## WORK REQUEST
Please reproduce exactly the lines from the start of the records through the one containing "(diff shortened: 1 of 4 files shown)", and nothing more.

## EXTRACTED RECORDS

========================================================================

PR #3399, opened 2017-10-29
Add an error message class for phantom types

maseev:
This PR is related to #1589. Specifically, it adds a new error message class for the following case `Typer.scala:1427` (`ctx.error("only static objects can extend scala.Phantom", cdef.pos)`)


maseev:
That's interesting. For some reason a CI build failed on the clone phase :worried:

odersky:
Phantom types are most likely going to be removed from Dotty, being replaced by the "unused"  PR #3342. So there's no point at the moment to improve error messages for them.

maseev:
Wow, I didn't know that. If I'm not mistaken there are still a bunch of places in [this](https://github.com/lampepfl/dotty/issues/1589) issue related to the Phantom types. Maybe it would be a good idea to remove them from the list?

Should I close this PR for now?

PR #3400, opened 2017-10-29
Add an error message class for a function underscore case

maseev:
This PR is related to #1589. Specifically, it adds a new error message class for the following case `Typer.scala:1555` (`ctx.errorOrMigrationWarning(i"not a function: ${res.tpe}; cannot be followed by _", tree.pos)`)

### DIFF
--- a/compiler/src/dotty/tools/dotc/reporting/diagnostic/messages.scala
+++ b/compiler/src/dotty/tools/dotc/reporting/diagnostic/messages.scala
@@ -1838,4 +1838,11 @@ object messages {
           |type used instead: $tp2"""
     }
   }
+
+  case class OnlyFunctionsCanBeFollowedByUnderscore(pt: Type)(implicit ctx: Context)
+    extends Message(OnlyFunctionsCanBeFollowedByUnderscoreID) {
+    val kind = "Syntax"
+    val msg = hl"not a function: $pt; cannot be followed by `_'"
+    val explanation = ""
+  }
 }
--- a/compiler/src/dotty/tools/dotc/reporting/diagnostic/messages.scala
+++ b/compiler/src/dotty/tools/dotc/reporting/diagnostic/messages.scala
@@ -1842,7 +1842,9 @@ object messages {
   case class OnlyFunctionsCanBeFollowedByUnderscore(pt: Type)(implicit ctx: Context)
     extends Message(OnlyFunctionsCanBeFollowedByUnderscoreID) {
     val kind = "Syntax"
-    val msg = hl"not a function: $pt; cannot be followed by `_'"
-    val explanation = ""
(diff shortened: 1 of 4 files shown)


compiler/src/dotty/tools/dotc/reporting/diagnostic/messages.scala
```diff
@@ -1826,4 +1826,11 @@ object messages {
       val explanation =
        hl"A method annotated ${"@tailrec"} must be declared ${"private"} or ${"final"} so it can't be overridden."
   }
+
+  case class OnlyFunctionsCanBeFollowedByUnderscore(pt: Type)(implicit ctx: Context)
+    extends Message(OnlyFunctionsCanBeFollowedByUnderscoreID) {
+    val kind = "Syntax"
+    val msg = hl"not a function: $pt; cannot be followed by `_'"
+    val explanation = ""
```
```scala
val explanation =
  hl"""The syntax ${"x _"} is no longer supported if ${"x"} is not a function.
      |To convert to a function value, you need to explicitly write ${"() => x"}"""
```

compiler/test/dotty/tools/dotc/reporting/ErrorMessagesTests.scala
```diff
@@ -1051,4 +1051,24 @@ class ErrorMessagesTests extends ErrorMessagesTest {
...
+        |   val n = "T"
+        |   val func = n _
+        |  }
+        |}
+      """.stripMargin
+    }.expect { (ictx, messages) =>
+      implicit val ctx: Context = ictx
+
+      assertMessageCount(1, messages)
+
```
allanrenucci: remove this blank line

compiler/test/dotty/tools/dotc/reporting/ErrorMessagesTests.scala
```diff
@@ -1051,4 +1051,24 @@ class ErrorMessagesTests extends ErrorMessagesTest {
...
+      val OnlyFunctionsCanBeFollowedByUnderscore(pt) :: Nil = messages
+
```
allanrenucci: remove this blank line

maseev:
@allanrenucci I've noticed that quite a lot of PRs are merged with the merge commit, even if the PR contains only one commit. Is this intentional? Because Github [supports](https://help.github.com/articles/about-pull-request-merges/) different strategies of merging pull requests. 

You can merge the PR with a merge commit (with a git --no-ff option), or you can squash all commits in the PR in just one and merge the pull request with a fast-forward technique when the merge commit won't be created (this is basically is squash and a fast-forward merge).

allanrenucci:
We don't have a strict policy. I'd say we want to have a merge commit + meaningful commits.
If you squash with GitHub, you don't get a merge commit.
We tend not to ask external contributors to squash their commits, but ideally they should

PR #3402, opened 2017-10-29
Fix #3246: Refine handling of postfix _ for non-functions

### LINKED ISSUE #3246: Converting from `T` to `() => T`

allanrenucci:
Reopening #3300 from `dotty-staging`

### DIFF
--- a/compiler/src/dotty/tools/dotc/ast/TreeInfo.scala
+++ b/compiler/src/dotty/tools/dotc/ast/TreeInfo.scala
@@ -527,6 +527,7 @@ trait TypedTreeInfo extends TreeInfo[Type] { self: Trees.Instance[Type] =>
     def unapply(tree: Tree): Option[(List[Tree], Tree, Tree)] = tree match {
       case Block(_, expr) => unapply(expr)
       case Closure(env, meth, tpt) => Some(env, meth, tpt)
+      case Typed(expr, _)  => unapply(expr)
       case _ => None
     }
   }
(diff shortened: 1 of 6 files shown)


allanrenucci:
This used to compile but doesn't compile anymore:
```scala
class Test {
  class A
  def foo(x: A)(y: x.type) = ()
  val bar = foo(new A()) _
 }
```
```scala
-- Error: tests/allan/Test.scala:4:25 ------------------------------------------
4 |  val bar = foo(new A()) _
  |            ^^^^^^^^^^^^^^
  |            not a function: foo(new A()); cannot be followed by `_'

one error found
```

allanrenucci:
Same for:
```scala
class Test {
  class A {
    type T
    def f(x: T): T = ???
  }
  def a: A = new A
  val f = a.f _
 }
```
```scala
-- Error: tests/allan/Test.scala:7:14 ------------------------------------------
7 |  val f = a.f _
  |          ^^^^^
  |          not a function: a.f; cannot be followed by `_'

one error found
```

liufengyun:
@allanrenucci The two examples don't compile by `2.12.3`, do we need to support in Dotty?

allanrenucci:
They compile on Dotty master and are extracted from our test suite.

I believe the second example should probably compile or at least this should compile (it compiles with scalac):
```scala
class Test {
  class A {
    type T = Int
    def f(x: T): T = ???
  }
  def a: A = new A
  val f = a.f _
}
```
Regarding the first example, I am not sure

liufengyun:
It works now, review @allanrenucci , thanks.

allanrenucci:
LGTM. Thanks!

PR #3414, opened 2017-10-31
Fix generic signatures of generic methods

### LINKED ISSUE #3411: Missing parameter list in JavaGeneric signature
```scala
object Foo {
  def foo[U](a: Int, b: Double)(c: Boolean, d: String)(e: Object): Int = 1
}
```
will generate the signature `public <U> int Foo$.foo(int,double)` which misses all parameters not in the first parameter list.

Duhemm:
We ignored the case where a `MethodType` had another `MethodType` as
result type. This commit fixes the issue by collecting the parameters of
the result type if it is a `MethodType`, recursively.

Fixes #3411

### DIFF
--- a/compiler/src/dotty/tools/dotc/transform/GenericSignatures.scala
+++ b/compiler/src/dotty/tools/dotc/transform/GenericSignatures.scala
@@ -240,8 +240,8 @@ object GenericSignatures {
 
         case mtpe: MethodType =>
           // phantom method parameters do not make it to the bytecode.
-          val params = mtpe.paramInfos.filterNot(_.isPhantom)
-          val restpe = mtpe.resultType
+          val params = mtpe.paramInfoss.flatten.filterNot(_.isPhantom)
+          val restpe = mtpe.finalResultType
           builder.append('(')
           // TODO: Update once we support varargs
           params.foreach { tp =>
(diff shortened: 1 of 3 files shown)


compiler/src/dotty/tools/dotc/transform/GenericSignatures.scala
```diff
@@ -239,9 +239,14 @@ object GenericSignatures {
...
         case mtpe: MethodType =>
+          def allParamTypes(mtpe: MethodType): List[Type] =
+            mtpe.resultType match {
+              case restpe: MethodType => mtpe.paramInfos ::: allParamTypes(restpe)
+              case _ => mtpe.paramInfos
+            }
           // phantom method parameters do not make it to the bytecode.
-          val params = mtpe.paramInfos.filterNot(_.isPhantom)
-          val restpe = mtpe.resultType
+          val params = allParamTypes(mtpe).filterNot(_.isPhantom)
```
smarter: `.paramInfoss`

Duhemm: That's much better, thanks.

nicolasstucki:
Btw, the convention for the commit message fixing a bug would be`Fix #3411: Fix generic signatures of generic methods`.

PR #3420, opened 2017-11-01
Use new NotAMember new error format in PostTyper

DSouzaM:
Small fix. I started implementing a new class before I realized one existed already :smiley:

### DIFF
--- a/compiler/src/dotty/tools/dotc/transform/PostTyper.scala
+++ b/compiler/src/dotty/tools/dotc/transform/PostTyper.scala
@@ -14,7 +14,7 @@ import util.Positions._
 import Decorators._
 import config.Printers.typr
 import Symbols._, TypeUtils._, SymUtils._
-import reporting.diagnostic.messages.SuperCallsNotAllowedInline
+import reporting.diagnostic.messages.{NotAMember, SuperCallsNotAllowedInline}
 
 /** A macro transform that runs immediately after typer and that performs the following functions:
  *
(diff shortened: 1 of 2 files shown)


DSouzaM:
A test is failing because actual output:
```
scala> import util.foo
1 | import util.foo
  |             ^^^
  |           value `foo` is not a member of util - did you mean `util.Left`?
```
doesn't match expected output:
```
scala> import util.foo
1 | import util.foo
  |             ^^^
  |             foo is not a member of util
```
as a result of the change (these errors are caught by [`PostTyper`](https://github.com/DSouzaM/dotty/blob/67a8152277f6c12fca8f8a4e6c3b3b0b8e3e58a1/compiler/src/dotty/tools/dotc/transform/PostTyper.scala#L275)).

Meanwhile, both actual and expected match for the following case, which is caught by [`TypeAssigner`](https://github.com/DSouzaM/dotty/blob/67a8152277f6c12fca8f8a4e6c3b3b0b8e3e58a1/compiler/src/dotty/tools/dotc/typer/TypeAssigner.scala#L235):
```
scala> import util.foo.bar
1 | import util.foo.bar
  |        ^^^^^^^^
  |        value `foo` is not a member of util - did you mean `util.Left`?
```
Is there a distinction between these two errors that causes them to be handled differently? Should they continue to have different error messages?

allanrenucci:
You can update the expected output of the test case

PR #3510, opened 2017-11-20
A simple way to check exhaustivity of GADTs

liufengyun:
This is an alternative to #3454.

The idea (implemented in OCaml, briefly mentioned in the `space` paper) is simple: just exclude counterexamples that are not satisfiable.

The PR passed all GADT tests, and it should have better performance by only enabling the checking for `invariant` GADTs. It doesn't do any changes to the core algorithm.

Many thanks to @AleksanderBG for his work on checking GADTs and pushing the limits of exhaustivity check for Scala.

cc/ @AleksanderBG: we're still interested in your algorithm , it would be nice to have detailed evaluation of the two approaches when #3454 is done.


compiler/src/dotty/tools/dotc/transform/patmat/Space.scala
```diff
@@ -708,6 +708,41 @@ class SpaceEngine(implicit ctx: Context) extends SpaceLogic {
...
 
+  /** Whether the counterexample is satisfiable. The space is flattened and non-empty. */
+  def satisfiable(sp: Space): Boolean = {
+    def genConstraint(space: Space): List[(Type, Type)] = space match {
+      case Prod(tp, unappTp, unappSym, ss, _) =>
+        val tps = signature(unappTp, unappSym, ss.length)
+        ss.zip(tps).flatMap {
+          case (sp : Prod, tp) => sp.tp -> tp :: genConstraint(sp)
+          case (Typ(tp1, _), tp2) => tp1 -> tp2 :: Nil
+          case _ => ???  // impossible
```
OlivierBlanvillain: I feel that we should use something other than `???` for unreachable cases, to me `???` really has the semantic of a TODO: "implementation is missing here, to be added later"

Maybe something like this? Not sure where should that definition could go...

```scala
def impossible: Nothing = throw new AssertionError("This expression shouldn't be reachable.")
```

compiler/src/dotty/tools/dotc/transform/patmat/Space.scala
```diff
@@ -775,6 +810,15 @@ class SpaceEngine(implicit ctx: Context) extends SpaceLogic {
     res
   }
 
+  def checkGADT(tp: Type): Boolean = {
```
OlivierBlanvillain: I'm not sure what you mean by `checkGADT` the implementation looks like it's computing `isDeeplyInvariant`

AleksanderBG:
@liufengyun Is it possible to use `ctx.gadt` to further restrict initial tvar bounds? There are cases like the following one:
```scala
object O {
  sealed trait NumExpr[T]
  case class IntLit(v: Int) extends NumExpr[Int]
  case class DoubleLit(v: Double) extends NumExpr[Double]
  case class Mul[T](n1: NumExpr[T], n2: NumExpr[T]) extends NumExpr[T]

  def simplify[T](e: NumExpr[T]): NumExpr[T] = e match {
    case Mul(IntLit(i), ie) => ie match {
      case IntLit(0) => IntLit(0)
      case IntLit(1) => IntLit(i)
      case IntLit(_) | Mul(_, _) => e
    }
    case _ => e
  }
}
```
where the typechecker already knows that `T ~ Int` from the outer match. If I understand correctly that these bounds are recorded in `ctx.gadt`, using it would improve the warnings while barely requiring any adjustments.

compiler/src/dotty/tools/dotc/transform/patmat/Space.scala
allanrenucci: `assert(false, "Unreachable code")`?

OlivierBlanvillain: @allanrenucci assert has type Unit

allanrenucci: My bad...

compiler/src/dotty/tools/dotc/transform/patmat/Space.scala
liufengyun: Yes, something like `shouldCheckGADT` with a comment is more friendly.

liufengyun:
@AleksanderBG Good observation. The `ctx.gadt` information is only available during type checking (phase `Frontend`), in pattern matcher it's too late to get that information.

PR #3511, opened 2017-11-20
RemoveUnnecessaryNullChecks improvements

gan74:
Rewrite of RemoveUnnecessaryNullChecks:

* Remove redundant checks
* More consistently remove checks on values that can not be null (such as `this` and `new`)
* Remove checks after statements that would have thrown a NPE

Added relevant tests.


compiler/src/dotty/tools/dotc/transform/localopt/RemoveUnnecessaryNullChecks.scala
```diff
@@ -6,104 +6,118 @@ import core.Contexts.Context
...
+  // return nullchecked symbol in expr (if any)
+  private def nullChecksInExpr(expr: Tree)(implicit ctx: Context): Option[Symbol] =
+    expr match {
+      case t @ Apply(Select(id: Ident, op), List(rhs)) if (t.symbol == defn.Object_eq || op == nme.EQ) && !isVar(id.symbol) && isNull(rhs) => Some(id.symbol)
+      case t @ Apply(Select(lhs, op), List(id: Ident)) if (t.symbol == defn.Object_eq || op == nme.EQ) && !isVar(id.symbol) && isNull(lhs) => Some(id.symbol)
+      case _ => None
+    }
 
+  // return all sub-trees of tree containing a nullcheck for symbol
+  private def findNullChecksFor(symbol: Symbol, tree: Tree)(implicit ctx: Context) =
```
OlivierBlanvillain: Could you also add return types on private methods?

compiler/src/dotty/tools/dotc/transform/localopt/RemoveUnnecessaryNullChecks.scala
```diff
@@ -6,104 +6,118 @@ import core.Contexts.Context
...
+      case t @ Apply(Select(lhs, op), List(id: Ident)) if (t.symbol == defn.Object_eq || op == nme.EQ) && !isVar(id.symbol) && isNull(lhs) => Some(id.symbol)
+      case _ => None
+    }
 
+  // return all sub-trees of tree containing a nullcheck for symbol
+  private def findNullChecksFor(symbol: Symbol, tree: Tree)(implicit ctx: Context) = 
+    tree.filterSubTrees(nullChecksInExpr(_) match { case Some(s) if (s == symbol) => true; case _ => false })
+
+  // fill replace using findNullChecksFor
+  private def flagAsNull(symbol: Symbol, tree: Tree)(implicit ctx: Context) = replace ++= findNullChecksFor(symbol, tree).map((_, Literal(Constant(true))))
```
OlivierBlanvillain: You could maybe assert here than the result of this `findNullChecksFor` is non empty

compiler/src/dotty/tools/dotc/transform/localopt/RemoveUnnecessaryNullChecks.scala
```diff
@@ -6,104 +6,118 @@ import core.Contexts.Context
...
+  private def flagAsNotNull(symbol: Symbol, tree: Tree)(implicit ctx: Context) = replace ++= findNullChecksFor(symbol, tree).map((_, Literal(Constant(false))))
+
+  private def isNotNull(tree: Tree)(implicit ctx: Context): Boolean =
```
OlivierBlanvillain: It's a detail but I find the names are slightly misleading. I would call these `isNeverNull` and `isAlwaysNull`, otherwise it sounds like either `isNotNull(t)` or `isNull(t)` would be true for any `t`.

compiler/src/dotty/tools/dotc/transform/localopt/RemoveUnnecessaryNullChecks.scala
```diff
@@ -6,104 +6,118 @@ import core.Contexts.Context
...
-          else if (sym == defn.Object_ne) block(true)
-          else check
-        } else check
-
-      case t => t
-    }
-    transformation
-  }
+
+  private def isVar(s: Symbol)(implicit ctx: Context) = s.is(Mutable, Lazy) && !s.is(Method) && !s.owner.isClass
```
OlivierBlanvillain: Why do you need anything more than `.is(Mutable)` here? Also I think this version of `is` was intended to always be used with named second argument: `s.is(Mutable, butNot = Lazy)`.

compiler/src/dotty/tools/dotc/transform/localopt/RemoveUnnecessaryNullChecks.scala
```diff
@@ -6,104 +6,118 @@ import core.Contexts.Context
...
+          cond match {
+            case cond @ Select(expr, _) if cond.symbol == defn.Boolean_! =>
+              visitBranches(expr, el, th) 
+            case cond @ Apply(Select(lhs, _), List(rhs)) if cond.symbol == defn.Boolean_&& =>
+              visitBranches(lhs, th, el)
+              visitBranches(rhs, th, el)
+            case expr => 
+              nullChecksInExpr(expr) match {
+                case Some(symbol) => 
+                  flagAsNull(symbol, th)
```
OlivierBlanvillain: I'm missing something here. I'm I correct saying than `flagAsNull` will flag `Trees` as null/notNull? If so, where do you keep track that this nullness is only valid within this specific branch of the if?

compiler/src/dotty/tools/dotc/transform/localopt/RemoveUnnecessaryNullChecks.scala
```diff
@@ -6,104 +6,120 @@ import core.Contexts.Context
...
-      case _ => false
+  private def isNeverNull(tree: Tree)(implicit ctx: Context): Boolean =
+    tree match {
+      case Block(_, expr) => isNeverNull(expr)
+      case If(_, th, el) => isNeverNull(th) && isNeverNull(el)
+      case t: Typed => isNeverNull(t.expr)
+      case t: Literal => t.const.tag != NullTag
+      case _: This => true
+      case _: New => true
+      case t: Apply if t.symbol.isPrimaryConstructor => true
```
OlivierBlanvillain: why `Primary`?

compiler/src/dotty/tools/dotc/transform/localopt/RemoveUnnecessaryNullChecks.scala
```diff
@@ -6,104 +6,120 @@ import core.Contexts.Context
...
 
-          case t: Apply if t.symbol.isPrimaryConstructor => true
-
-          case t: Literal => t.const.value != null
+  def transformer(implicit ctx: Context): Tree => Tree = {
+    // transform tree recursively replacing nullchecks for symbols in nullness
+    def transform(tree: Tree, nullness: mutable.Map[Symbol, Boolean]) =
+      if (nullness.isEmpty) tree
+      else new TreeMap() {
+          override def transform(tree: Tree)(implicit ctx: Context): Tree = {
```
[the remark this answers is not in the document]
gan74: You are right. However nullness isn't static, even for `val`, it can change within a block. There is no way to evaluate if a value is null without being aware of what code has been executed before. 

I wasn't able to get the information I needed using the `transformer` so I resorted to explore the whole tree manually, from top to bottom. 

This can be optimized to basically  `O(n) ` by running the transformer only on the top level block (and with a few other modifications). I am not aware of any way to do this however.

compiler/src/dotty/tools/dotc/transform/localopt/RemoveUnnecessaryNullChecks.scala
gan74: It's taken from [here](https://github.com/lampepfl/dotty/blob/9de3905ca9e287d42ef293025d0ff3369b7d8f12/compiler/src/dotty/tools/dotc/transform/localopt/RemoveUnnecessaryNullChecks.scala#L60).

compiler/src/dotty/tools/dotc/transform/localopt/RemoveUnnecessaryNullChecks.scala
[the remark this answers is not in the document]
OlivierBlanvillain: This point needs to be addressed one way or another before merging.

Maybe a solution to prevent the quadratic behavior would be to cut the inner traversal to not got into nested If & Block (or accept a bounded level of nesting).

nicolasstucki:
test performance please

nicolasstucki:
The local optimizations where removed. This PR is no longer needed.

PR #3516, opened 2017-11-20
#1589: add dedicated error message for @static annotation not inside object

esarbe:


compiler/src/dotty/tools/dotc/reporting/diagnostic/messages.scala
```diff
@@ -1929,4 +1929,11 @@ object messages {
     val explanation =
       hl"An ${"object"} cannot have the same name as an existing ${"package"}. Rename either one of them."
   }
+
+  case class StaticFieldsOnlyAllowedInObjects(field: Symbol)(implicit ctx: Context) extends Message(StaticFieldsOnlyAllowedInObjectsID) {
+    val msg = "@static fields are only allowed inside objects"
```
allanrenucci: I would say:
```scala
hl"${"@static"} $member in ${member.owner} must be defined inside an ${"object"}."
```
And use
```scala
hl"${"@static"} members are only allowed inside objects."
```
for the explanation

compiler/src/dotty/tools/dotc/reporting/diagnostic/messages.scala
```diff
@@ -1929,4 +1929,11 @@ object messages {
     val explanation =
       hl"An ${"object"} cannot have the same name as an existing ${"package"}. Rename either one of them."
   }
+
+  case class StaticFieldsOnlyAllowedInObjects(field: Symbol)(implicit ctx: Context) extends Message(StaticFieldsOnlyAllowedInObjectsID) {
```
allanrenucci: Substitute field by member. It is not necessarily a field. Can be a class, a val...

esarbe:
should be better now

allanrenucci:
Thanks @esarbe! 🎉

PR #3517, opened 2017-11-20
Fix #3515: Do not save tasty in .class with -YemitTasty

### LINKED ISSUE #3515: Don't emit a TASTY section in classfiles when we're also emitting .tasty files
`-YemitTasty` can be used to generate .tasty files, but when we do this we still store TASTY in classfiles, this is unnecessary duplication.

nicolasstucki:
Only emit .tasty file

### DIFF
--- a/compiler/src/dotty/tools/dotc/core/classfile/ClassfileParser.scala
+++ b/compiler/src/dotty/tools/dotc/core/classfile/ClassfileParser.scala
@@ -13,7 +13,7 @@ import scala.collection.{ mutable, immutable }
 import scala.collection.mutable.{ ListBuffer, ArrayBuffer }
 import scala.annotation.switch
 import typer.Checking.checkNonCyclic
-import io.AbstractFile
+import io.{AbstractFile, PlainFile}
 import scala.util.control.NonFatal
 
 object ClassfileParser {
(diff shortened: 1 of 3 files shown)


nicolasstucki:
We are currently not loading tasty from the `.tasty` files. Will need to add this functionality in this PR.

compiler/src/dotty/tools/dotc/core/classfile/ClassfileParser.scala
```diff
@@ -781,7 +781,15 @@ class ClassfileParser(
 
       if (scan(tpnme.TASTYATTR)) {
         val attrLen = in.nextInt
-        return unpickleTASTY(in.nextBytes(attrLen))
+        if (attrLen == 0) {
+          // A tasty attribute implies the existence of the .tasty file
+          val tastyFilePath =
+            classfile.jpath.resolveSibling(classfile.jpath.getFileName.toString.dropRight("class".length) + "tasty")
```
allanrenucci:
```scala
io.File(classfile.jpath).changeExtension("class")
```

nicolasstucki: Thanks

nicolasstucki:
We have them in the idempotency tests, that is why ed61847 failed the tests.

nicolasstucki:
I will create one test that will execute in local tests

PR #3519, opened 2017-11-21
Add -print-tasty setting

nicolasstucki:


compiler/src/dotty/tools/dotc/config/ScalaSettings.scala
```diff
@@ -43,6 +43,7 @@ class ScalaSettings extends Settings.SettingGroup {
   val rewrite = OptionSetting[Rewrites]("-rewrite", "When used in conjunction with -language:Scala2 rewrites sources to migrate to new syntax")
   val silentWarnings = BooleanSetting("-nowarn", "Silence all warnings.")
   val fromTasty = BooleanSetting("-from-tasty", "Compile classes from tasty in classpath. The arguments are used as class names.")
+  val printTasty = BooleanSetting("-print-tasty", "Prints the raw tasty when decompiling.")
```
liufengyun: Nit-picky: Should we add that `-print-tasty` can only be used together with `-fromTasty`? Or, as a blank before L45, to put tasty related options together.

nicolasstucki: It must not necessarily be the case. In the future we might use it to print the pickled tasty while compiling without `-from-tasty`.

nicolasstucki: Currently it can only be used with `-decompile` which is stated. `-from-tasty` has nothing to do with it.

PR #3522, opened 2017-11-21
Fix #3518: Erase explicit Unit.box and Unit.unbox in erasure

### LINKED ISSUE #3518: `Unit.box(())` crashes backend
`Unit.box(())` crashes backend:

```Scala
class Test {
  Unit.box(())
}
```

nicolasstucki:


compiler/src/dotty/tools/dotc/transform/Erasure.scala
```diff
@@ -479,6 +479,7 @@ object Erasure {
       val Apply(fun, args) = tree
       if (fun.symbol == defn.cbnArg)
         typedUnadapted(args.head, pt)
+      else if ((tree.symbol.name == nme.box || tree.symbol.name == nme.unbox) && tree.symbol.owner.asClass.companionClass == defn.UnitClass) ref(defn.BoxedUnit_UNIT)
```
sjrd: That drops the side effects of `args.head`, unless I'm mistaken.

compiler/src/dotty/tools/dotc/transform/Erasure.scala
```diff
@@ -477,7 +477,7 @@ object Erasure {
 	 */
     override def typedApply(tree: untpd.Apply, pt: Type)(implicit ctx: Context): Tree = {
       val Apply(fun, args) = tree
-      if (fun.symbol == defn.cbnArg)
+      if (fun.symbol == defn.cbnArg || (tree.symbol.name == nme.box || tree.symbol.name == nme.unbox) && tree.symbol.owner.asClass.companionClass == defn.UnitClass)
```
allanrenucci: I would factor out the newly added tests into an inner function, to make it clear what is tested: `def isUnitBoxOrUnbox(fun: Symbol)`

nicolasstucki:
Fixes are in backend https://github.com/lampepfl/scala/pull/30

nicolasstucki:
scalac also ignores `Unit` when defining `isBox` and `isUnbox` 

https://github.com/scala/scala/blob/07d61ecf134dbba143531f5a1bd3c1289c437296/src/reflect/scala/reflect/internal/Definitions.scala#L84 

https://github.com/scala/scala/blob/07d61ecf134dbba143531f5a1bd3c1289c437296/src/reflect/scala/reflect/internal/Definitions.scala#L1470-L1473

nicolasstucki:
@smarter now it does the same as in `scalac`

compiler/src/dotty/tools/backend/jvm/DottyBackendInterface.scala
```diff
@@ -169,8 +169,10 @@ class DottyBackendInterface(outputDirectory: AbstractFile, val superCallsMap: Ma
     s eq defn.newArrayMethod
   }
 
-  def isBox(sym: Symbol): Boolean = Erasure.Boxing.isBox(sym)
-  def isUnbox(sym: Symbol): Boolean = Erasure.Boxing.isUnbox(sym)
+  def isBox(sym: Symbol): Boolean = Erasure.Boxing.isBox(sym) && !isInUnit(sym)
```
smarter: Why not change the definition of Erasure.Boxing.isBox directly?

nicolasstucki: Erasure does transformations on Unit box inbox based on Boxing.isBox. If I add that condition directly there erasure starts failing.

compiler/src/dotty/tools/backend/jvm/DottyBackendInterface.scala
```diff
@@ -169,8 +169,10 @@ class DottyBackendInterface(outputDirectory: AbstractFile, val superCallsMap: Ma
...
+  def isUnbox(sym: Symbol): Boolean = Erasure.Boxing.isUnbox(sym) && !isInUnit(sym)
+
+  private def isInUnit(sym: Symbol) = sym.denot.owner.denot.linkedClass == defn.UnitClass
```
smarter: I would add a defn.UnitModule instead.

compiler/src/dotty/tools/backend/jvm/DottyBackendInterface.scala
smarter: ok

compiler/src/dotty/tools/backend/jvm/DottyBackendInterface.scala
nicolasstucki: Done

========================================================================

## ANSWER BELOW
PR #3399, opened 2017-10-29
Add an error message class for phantom types

maseev:
This PR is related to #1589. Specifically, it adds a new error message class for the following case `Typer.scala:1427` (`ctx.error("only static objects can extend scala.Phantom", cdef.pos)`)


maseev:
That's interesting. For some reason a CI build failed on the clone phase :worried:

odersky:
Phantom types are most likely going to be removed from Dotty, being replaced by the "unused"  PR #3342. So there's no point at the moment to improve error messages for them.

maseev:
Wow, I didn't know that. If I'm not mistaken there are still a bunch of places in [this](https://github.com/lampepfl/dotty/issues/1589) issue related to the Phantom types. Maybe it would be a good idea to remove them from the list?

Should I close this PR for now?

PR #3400, opened 2017-10-29
Add an error message class for a function underscore case

maseev:
This PR is related to #1589. Specifically, it adds a new error message class for the following case `Typer.scala:1555` (`ctx.errorOrMigrationWarning(i"not a function: ${res.tpe}; cannot be followed by _", tree.pos)`)

### DIFF
--- a/compiler/src/dotty/tools/dotc/reporting/diagnostic/messages.scala
+++ b/compiler/src/dotty/tools/dotc/reporting/diagnostic/messages.scala
@@ -1838,4 +1838,11 @@ object messages {
           |type used instead: $tp2"""
     }
   }
+
+  case class OnlyFunctionsCanBeFollowedByUnderscore(pt: Type)(implicit ctx: Context)
+    extends Message(OnlyFunctionsCanBeFollowedByUnderscoreID) {
+    val kind = "Syntax"
+    val msg = hl"not a function: $pt; cannot be followed by `_'"
+    val explanation = ""
+  }
 }
--- a/compiler/src/dotty/tools/dotc/reporting/diagnostic/messages.scala
+++ b/compiler/src/dotty/tools/dotc/reporting/diagnostic/messages.scala
@@ -1842,7 +1842,9 @@ object messages {
   case class OnlyFunctionsCanBeFollowedByUnderscore(pt: Type)(implicit ctx: Context)
     extends Message(OnlyFunctionsCanBeFollowedByUnderscoreID) {
     val kind = "Syntax"
-    val msg = hl"not a function: $pt; cannot be followed by `_'"
-    val explanation = ""
(diff shortened: 1 of 4 files shown)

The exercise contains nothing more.